Pour la première fois, on dit la messe dans le salon, garni de fougères, d’épines-vinettes et de branchages de toute sorte, arrachés aux fourrés de la baie de l’Isthme.

A une heure de l’après-midi, le commandant nous fait une agréable surprise : « Qu’on soit paré à mouiller ! » — Ceci nous annonce quatre ou cinq heures de promenade, de chasse, d’escalades, sans compter le principal attrait de ces courses en pays perdu…, l’imprévu ! La Junon range d’assez près la terre que nous avons à notre gauche, puis vient en grand sur tribord, stoppe et entre doucement dans un bassin fermé par de ravissantes petites îles couvertes d’arbres. « Tribord, mouillez ! » La lourde chaîne file bruyamment dans les écubiers. Nous sommes dans la baie de Puerto-Bueno.

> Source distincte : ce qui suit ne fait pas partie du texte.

PR #4010, opened 2024-08-06
Various starlark cleanups

DavidZbarsky-at:
**What type of PR is this?**
**> Other**

Cleans up various Stalark inefficiencies. This saves around .5s analysis time in our repo, which does not have too much Go code yet. It is likely more noticeable in repos that have more go code

Fixes #

**Other notes for review**

### DIFF
--- a/go/private/actions/compilepkg.bzl
+++ b/go/private/actions/compilepkg.bzl
@@ -82,9 +82,10 @@ def emit_compilepkg(
     if bool(nogo) != bool(out_facts):
         fail("nogo must be specified if and only if out_facts is specified")
 
-    inputs = (sources + embedsrcs + [go.sdk.package_list] +
-              [archive.data.export_file for archive in archives] +
-              go.sdk.tools + go.sdk.headers + go.stdlib.libs)
+    inputs_direct = (sources + embedsrcs + [go.sdk.package_list] +
+                     [archive.data.export_file for archive in archives] +
+                     go.sdk.headers)
+    inputs_transitive = [go.sdk.tools, go.stdlib.libs]
     outputs = [out_lib, out_export]
 
     args = go.builder_args(go, "compilepkg", use_path_mapping = True)
@@ -105,7 +106,7 @@ def emit_compilepkg(
         expand_directories = False,
     )
     if cover and go.coverdata:
-        inputs.append(go.coverdata.data.export_file)
+        inputs_direct.append(go.coverdata.data.export_file)
         args.add("-arc", _archive(go.coverdata))
         if go.mode.race:
             args.add("-cover_mode", "atomic")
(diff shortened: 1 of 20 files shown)


go/private/actions/compilepkg.bzl
```diff
@@ -82,7 +82,7 @@ def emit_compilepkg(
     if bool(nogo) != bool(out_facts):
         fail("nogo must be specified if and only if out_facts is specified")
 
-    inputs = (sources + embedsrcs + [go.package_list] +
+    inputs = (sources + embedsrcs + [go.sdk.package_list] +
```
fmeum, line 85: Only vaguely related: I wonder what we could save if we used depsets here.

go/private/context.bzl
```diff
@@ -578,14 +570,9 @@ def go_context(ctx, attr = None):
         root = goroot,
         go = binary,
         stdlib = stdlib,
```
fmeum, line 572: Yay for making this smaller. It's technically public API, but I don't want to view it as such.

go/private/mode.bzl
```diff
@@ -58,34 +58,18 @@ def mode_string(mode):
...
-        if v == "off":
-            return False
-        if v == "auto":
-            continue
-        fail("Invalid value {}".format(v))
-    fail("_ternary failed to produce a final result from {}".format(values))
-
 def get_mode(ctx, go_toolchain, cgo_context_info, go_config_info):
-    static = _ternary(go_config_info.static if go_config_info else "off")
+    static = go_config_info.static if go_config_info else False
```
fmeum, line 62: Why is this a safe change?

proto/def.bzl
```diff
@@ -90,6 +94,8 @@ def _proto_library_to_source(_go, attr, source, merge):
             merge(source, compiler[GoSource])
 
 def _go_proto_library_impl(ctx):
+    check_importpaths(ctx)
```
fmeum, line 97: This seems new?

go/private/actions/compilepkg.bzl
DavidZbarsky-at: we can try in a follow-up :)

go/private/mode.bzl
DavidZbarsky-at: I believe these values come from `//go:config:static` so they are already bools, though it's certainly possible that I am not fully following how this works. Tests seem to pass, not sure how our coverage is

proto/def.bzl
DavidZbarsky-at: Yeah so one of the things bothering me is that there are some differences between the library (base, proto, tool) and binary/test attributes/codepaths, but they both funnel into `go_context`. Then we end up having a bunch of `getattr`/`hasattr` and fallbacks to handle both of these. I wonder if it would be cleaner to have a dedicated lib_context and bin_context that have a shared shape?

Absent that, this change hoists `check_importpath` calls to the library entrypoints, because these attrs don't exist on binaries, and this allows simplifying the check function to avoid `hasattr` which speeds it up.

Without:
image

With:
image

DavidZbarsky-at:
Added another commit from testing in @jbedard's private repo;
Before: 
image

After:
image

On ne pouvait choisir meilleur mouillage ni plus joli endroit. Pendant qu’on amène les embarcations, nous allons nous équiper. Arrivés à terre, chacun poursuit sa route à sa guise ; le commandant fait des sondages ; M. Collot, accompagné de deux amateurs d’histoire naturelle, va augmenter ses collections. Celui-ci, aux pieds agiles, a déjà commencé l’ascension du plus haut pic, et celui-là, qui espère rencontrer des indigènes, se charge, outre un arsenal complet, d’un grand sac de tabac et de bibelots qu’il compte échanger avantageusement. Le plus grand nombre est en quête de gibier, et tout ce qui sait tenir un crayon a dans la poche un album, petit ou grand.

Bref, armés jusqu’aux dents et vêtus comme des contrebandiers, ayant plutôt l’air de conquérants que de touristes, nous disparaissons tous dans la forêt vierge.

Avec mon compagnon Jules C…, je me fraye difficilement un passage à travers des bois peu élevés, mais très touffus de hêtres, de bouleaux et de frênes. Nous rencontrons aussi des houx, des bruyères très hautes, d’énormes fougères et une grande variété d’arbres et d’arbustes dont les noms nous sont inconnus.